__WORK INSTRUCTIONS__:
Lines from the one containing "docs: document recipe api" through the end of the entries below: set them down exactly, both ends included, with nothing added.

__RECORDS SHOWN__:
PR #4843, opened 2026-06-30
docs: document recipe api

YuanTingHsieh:
## Summary
- add a canonical public Recipe API contract page covering Recipe, ExecEnv, Run, public/internal boundaries, and versioning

__TASK OUTPUT__:
docs: document recipe api

YuanTingHsieh:
## Summary
- add a canonical public Recipe API contract page covering Recipe, ExecEnv, Run, public/internal boundaries, and versioning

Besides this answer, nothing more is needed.